**INFORMATION SHOWN:**
******************************

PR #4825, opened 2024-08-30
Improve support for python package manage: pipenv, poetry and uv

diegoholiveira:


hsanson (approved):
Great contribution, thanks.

******************************

**TO DO:**
The answer is the line containing "Improve support for" together with every line after it in the records, repeated exactly and with nothing else.

**YOUR SOLUTION:**
Improve support for python package manage: pipenv, poetry and uv

diegoholiveira:


hsanson (approved):
Great contribution, thanks.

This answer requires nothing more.